着陸態勢
「あの、ドクター、パパを助けてくれてありがとう」
容体が安定し、最寄りの着陸空港に向かうさなか。点滴をしたお父さんに付き添っていると、兄弟のお兄ちゃんのほうがおずおずとやってきた。
「君が、お父さんのアレルギーのこと教えてくれたから、素早い処置ができたのよ。こちらこそありがとうございました」
私が御礼を言うと、男の子は恥ずかしそうに笑った。目元がお父さんに似ている。
「お医者さんてクールだね!」
私は微笑んだまま、何も答えられず、点滴のチェックをしてごまかした。
クールなんかじゃない。少なくとも私は、誤診をして、仕事が怖くてできなくなって、逃げ出した。最低の医者だ。医者を名乗る資格はない。最初はドクターコールに応えるつもりもなかった。

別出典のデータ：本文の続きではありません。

PR #2417, opened 2023-09-29
Improve the `specialise` pragma

### LINKED ISSUE #2401: Allow to specify arguments of the `specialise` pragma by name

### LINKED ISSUE #2416: Allow specialising instance arguments
So that we could write e.g.
```
{-# specialize: [1] #-}
merge {A} {{Ord A}} : List A → List A → List A
  | ...
```
and `merge` would get specialised by the instance argument of type `Ord A`. Currently, only explicit arguments can be specialised.

We should also be able to write
```
{-# specialize: true #-}
trait
type Natural N := mkNatural {
  + : N -> N -> N;
  * : N -> N -> N;
  fromNat : Nat -> N;
};
```
And then any instance argument of type `Natural N` would get specialised by default.

It should also be possible to indicate that only specific instances should be used for specialisation:
```
{-# specialize: true #-}
instance
naturalNatI : Natural Nat := ...
```

Once we have this, we can implement traits for numbers and use the associated operations without any loss in efficiency.

lukaszcz:
* Closes #2416 
* Closes #2401 

Work in progress


src/Juvix/Compiler/Core/Transformation/Optimize/Phase/Main.hs
```diff
@@ -17,14 +17,25 @@ optimize' CoreOptions {..} tab =
...
     $ tab
+  where
+    recs :: HashSet Symbol
+    recs = recursiveIdents tab
+
+    doInlining :: InfoTable -> InfoTable
+    doInlining tab' = inlining' _optInliningDepth recs' tab'
+      where
+        recs' =
+          if
```
janmasrovira, line 36: use guard

janmasrovira (approved):

PR #2433, opened 2023-10-05
Numeric, ordering and equality traits

lukaszcz:
* Adapts to https://github.com/anoma/juvix-stdlib/pull/86
* Adds a pass in `toEvalTransformations` to automatically inline all record projection functions, regardless of the optimization level. This is necessary to ensure that arithmetic operations and comparisons on `Nat` or `Int` are always represented directly with the corresponding built-in Core functions. This is generally highly desirable and required for the Geb target.
* Adds the `inline: always` pragma which indicates that a function should always be inlined during the mandatory inlining phase, regardless of optimization level.

### DIFF
--- a/src/Juvix/Compiler/Core/Evaluator.hs
+++ b/src/Juvix/Compiler/Core/Evaluator.hs
@@ -89,7 +89,7 @@ geval opts herr ctx env0 = eval' env0
           Closure env' (NLam (Lambda i' bi b)) ->
             let !v = eval' env r in evalBody i' bi env' v b
           lv
-            | opts ^. evalOptionsNormalize ->
+            | opts ^. evalOptionsNormalize || opts ^. evalOptionsNoFailure ->
                 let !v = eval' env r in goNormApp i lv v
             | otherwise ->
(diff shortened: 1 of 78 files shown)


src/Juvix/Compiler/Core/Evaluator.hs
```diff
@@ -106,7 +106,7 @@ geval opts herr ctx env0 = eval' env0
           NCtr (Constr _ tag args) ->
             branch n env args tag def bs
           v'
-            | opts ^. evalOptionsNormalize ->
+            | opts ^. evalOptionsNormalize || opts ^. evalOptionsNoFailure ->
```
paulcadman, line 109: question out of curiosity: What is the purpose of `opts ^. evalOptionsNoFailure` - is it required by a particular backend?

paulcadman (approved):

src/Juvix/Compiler/Core/Evaluator.hs
paulcadman: Thanks!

「ありがとう、ドクター。名前と、メールアドレスを教えてくれる? パパが元気になったら、きっと御礼を言いたいっていうと思うんだ」
「とんでもない、頑張ったのはお父さんと君たち兄弟。私は薬を打っただけなのよ」
「そんなことないよ、パパの命を助けてくれたよ」
ふいに、男の子の手が私の手に触れた。握手。小さくて熱い手。生きている証。
「僕さ、パパがまた倒れでも大丈夫なようにお医者さんになる。ドクターみたいに、かっこいいお医者さんになる!」
私は困惑した。カッコよくなんてないの。プライドばかり高くて、自分の過ちから逃げてしまった。
目をごしごしこすって、しゃがみこんだまま、必死に点滴をチェックするしかない私のとなりで、男の子はいつまでもにこにこしていた。
……いつか私が、私の課題を乗り越えたら。
その時は、堂々と、彼に「私はドクターだ」と名乗れるだろうか。そんな日が、来るだろうか。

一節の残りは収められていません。